On the standby node, changes from the master are read from the transaction log and applied to the standby database. Hot Standby works by emulating running transactions from the master so that queries on the standby have the visibility information they need to fully respect MVCC. This makes the Hot Standby mode particularly suitable for serving a large workload of short or fast SELECT queries. If the workload is consistently short, then few conflicts will delay the standby, and the server will run smoothly.
Queries that run on the standby node see a version of the database that is slightly behind the primary node. We describe this as eventually consistent. How long is eventually? That time is exactly the replication delay plus the apply delay, as discussed in the Replication concepts section. You may also request that standby servers delay applying changes. See the Delaying, pausing, and synchronizing replication recipe later on in this section.
Resource contention (CPU, I/O, and so on) may increase apply delay. If the server is busy applying changes from the master, then you will have fewer resources to use for queries. This means that if there are no changes arriving, then you'll get more query throughput. If there are predictable changes in the write workload on the master, then you may need to throttle back your query workload on the standby when they occur.
Replication apply may also generate conflicts with running queries. Conflict may cause the replay to pause, and eventually queries on the standby may be canceled or disconnected. There are three main types of conflicts that can occur between the master and queries on the standby, which are as follows:
- Locks such as Access Exclusive locks
- Cleanup records
- Other special cases
If cancellations do occur, they will throw either error or fatal-level errors. These will be marked with SQLSTATE 40001 SERIALIZATION FAILURE. This could be trapped by an application, and the SQL can be resubmitted.
You can monitor the number of conflicts that occur in two places. The total number of conflicts in each database can be seen using this query:
SELECT datname, conflicts FROM pg_stat_database;
You can drill down further to look at the types of conflict seen using the following query:
SELECT
datname
,confl_tablespace
,confl_lock
,confl_snapshot
,confl_bufferpin
,confl_deadlock
FROM pg_stat_database_conflicts;
Tablespace conflicts are the easiest to understand. If you try to drop a tablespace that someone is still using, then you're going to get a conflict. Don't do that!
Lock conflicts are also easy to understand. If you wish to run a command on the master, such as ALTER TABLE ... DROP COLUMN, then you must lock the table first to prevent all types of access. The lock request is sent to the standby server as well, which will then cancel standby queries that are currently accessing that table after a configurable delay.

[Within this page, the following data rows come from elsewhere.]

PR #40, opened 2023-04-11
Use SegO to define Link

anshumanmohan:
A tiny PR falling out of @sampsyo's observation in https://github.com/cucapra/pollen/pull/39#issue-1661535228 that the newly-defined SegO is, in fact, what Link should be made up of.

### DIFF
--- a/slow_odgi/mygfa.py
+++ b/slow_odgi/mygfa.py
@@ -5,13 +5,12 @@ from enum import Enum
 import re
 
 
-def parse_orient(s) -> bool:
+def parse_orient(o) -> bool:
     """Parse an orientation string as a bool.
-
     In our convention, "True" is forward and "False" is reverse.
     """
-    assert s in ('+', '-')
-    return s == '+'
+    assert o in ('+', '-')
+    return o == '+'
 
 
 @dataclass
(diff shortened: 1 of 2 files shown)


slow_odgi/preprocess.py
```diff
@@ -31,7 +31,7 @@ def in_out_edges(graph):
         outs[mygfa.SegO(segment.name, False)] = []
 
     for link in graph.links:
-        ins[mygfa.SegO(link.to, link.to_orient)].append(mygfa.SegO(link.from_, link.from_orient))
-        outs[mygfa.SegO(link.from_, link.from_orient)].append(mygfa.SegO(link.to, link.to_orient))
+        ins[link.to].append(link.from_)
+        outs[link.from_].append(link.to)
```
anshumanmohan, line 35: Nice cleanup because of this change!

slow_odgi/mygfa.py
```diff
@@ -61,54 +60,56 @@ def __str__(self):
...
+    orientation: bool
+
+    @classmethod
+    def parse(cls, s, o) -> "SegO":
+        return SegO(s, parse_orient(o))
+
+    def rev(self) -> "SegO":
+        return SegO(self.name, not self.orientation)
+
+    # We need two str methods because Links and Paths prefer SegOs to be
```
anshumanmohan, line 76: But sadly, also some ugliness.
GFAs format paths like 
`P       x       1+,3+,5+ ...`
but links like
`L       1       +       3       + ...`
and now that the `1+` in the path and the `1       +` in the link are _the same thing_, we need to be able to format the same thing two different ways.

sampsyo: Neato; seems reasonable enough to me!

sampsyo (approved):
Wahoo; this worked great!

PR #43, opened 2023-04-11
use separate turnt outputs to reduce clobbering. closes #34

### LINKED ISSUE #34: Use separate outputs in Turnt test environments
I also mentioned this in https://github.com/cucapra/pollen/pull/27#pullrequestreview-1373400324, but we can simplify our Turnt testing lives a little bit by making the different operators output different files. Here's what things currently look like:
https://github.com/cucapra/pollen/blob/80bee84e31ae15f509a5fd8495b763dec73ddea3/test/turnt.toml#L25-L31

While we want both `depth_oracle` and `depth_test` to work with the same expected-output file, we would like them to use a *different* shared expected-output file from `flip_oracle` and `flip_test` (for example). Turnt's [output configuration](https://github.com/cucapra/turnt#output) lets you tell it what extension to use for the saved stdout. For instance:

```toml
output.depth = "-"
```

…will make it use `whatever.depth` instead of `whatever.out`. This will be nice because it means we don't have to be careful to run all the different operators separately to avoid clobbering. (It may also be possible to make it use `whatever.depth.out` or similar if you prefer that aesthetically.)

This one should probably also wait until after https://github.com/cucapra/pollen/pull/29 and https://github.com/cucapra/pollen/pull/31 land.

anshumanmohan:
A simple PR that helps tidy up our testing a fair bit! As #34 advises, I use turnt's `output.extension` feature to make bespoke .expect files for each algorithm. A much less stressful testing experience!

### DIFF
--- a/test/turnt.toml
+++ b/test/turnt.toml
@@ -1,58 +1,72 @@
 [envs.chop_oracle]
 binary = true
 command = "odgi chop -i {filename} -c 3 -o - | odgi view -g -i - | python3 ../slow_odgi/mygfa.py --nl"
+output.chop = "-"
 
 [envs.chop_test]
 binary = true
 command = "python3 ../slow_odgi/chop.py < {filename}"
+output.chop = "-"
 
 [envs.crush_oracle]
 binary = true
 command = "odgi crush -i {filename} -o - | odgi view -g -i - | python3 ../slow_odgi/mygfa.py"
+output.crush = "-"
 
 [envs.crush_test]
 binary = true
 command = "python3 ../slow_odgi/crush_n.py < {filename}"
+output.crush = "-"
 
 [envs.degree_oracle]
 binary = true
 command = "odgi degree -d --input={filename}"
+output.degree = "-"
 
 [envs.degree_test]
 binary = true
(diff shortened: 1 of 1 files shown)


sampsyo:
Excellent! With this, we're getting closer to being able to just do `turnt -j test/*.gfa` and letting everything run in parallel. There is still the dependency that requires us to do a `--save` run first on the oracle before doing a "check" run on the saved results, but resolving that will take some careful thinking on the Turnt side. Maybe something very roughly in the ballpark of https://github.com/cucapra/turnt/issues/26.

anshumanmohan:
Ah I didn't fully realize that this was the goal! I have written a little more in https://github.com/cucapra/turnt/issues/26#issuecomment-1505738139 but, unless I'm mistaken, my comment there suggests that `turnt -j test/*.gfa` is not going to be possible in our case, right?

sampsyo:
Not for now, at least! I think we should be able to get there eventually, but the problem right now is that we need the "oracles" to go first and the "tests" to go second. Maybe Turnt can help us enforce that itself someday.

PR #48, opened 2023-04-13
Refactor slow-odgi

anshumanmohan:
Nothing too dramatic, just picking up after myself. Even the lowest-level comments are very welcome; I'd love to learn!!

### DIFF
--- a/slow_odgi/mygfa.py
+++ b/slow_odgi/mygfa.py
@@ -73,15 +73,14 @@ class Handle:
     def rev(self) -> "Handle":
         return Handle(self.name, not self.orientation)
 
-    # We need two str methods because Links and Paths prefer Handles to be
-    # string-ified in different formats.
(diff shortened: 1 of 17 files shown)


slow_odgi/mygfa.py
```diff
@@ -73,15 +73,14 @@ def parse(cls, s, o) -> "Handle":
     def rev(self) -> "Handle":
         return Handle(self.name, not self.orientation)
 
-    # We need two str methods because Links and Paths prefer Handles to be
-    # string-ified in different formats.
+    """We need two str methods because Links and Paths
+    have different preferences when converting Handles to string
+    """
```
sampsyo, line 82: Since this isn't "attached" to any specific variable or function, it should probably indeed just be a comment instead of a string literal (docstring).

sampsyo (commented):
Looking good! All great stuff; not much to add here.

PR #49, opened 2023-04-13
add chr6.C4 to test-files

anshumanmohan:
The graph chr6 is not the monster that chr8 is, and should perhaps have been in our fetch-list the whole time. @susan-garry, could you please check if its addition causes any problems on your end? If not, merge away!


susan-garry:
Adding `chr6.C4` to the test suit did not break anything, but it turns out that I broke the `exine` API when I moved the files into a different directory while making the parser. I have fixed it and all of the `exine` and `slow-odgi` tests pass, so I will go ahead and merge this branch

PR #215, opened 2019-05-10
Disable replacing ffmpeg for electron

evidolob:
To restore build on CI we need to disable replacing ffmpeg for electron

### DIFF
--- a/dockerfiles/theia-dev/Dockerfile
+++ b/dockerfiles/theia-dev/Dockerfile
@@ -35,7 +35,8 @@ ENV HOME=/home/theia-dev \
     # Specify the directory of git (avoid to search at init of Theia)
     USE_LOCAL_GIT=true \
     LOCAL_GIT_DIRECTORY=/usr \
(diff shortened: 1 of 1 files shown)


dockerfiles/theia-dev/Dockerfile
```diff
@@ -66,8 +67,8 @@ RUN npm config set prefix "${HOME}/.npm-global" && \
     echo '{"optOut": true}' > ${HOME}/.config/insight-nodejs/insight-yo.json && \
     # Change permissions to let any arbitrary user
     for f in "${HOME}" "/etc/passwd" "/etc/group" "/projects"; do \
-        echo "Changing permissions on ${f}" && chgrp -R 0 ${f} && \
-        chmod -R g+rwX ${f}; \
+    echo "Changing permissions on ${f}" && chgrp -R 0 ${f} && \
```
sunix: why this change ?

mmorhun: I think we should have an indent here.

PR #220, opened 2019-05-15
Allow Kubernetes Tooling Che Plugin use Buildah as an image builder instead of Docker daemon

azatsarynnyy:

### What does this PR do?
Allows the [Kubernetes Tooling Che Plugin](https://github.com/eclipse/che-plugin-registry/tree/master/v3/plugins/ms-kubernetes-tools/vscode-kubernetes-tools) use [Buildah](https://github.com/containers/buildah) as an image builder instead of Docker daemon.
Currently, it's implemented with the `docker.sh` wrapper script that calls `buildah`.
In the future, we can add support for Buildah by [VS Code Kubernetes extension](https://github.com/Azure/vscode-kubernetes-tools/) natively and the wrapper script is not needed.

closes https://github.com/eclipse/che/issues/13316

### DIFF
--- a/dockerfiles/remote-plugin-kubernetes-tooling-1.0.0/Dockerfile
+++ b/dockerfiles/remote-plugin-kubernetes-tooling-1.0.0/Dockerfile
@@ -11,15 +11,15 @@
 FROM ${BUILD_ORGANIZATION}/${BUILD_PREFIX}-theia-endpoint-runtime:next as endpoint
 FROM quay.io/buildah/upstream:v1.8.2
 
+ENV KUBECTL_VERSION v1.14.1
+ENV HELM_VERSION v2.13.1
 ENV HOME=/home/theia
+
 COPY --from=endpoint /home/theia /home/theia
 COPY --from=endpoint /projects /projects
 COPY --from=endpoint /etc/passwd /etc/passwd
 COPY --from=endpoint /etc/group /etc/group
 COPY --from=endpoint /entrypoint.sh /entrypoint.sh
-
-ENV KUBECTL_VERSION v1.14.1
-ENV HELM_VERSION v2.13.1
 
 ADD etc/docker.sh /usr/local/bin/docker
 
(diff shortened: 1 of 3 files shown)


azatsarynnyy:
@benoitf could you take a look, please

dockerfiles/remote-plugin-kubernetes-tooling-1.0.0/etc/docker.sh
```diff
@@ -0,0 +1,10 @@
+#!/bin/bash
+
+set -e
+
+CMD=$1
+if [[ $1 = build ]]; then
+    CMD="bud"
+fi
+
+buildah $CMD $2 $3 $4 $5 $6 $7 $8 $9
```
riuvshin: maybe it is better to use just `$@` ?

azatsarynnyy: It will require using `sed` to replace the argument in `$@` if I understand correctly.
Since I'm not good at `sed` I chose that approach.

benoitf: you should use `shift` 
```
shift
buildah $CMD $@
```

so the first argument is removed ($1)

dockerfiles/remote-plugin-kubernetes-tooling-1.0.0/etc/docker.sh
```diff
@@ -0,0 +1,10 @@
+#!/bin/bash
```
benoitf: it is missing copyright headers

dockerfiles/remote-plugin-kubernetes-tooling-1.0.0/Dockerfile
```diff
@@ -0,0 +1,34 @@
...
+FROM quay.io/buildah/upstream:v1.8.2
+
+ENV HOME=/home/theia
+COPY --from=endpoint /home/theia /home/theia
+COPY --from=endpoint /projects /projects
+COPY --from=endpoint /etc/passwd /etc/passwd
+COPY --from=endpoint /etc/group /etc/group
+COPY --from=endpoint /entrypoint.sh /entrypoint.sh
+
+ENV KUBECTL_VERSION v1.14.1
```
benoitf: you should move these instructions before the COPY instructions to have better cache of layers

azatsarynnyy:
@benoitf I've fixed all your notes. Thanks for the review!

Issue #192, opened 2019-04-25
tasks: output of a command is not rendered correctly


sunix:
### Description
Executing che commands in che-theia with a che-theia task (from the container view or command palette `run tasks`), output is not looking good. special characters bash code for colors seems not to be taken in account. Also progress output are generating new lines when updated.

On high-availability systems, making DDL changes to tables that cause long periods of locking on the master can be difficult. You may want the tables on the standby to stay available for reads during the period in which the changes are being made on the master. To do that, temporarily set these parameters on the standby: max_standby_streaming delay = -1 and max_standby_archive_delay = -1. Then, reload the server. As soon as the first lock record is seen on the standby, all further changes will be held. Once the locks on the master are released, you can reset the original parameter values on the standby, which will then allow the changes to be made there.
Setting the max_standby_streaming_delay and max_standby_archive_delay parameters to -1 is very timid and may not be useful for normal running if the standby is intended to provide High Availability. No user query will ever be canceled if it conflicts with applying changes. It will cause the apply process to wait indefinitely. As a result, the apply delay can increase significantly over time, depending on the frequency and duration of queries and the frequency of conflicts. To work out an appropriate setting for these parameters, you need to understand more about the other types of conflict, though there is also a simple way to avoid this problem entirely.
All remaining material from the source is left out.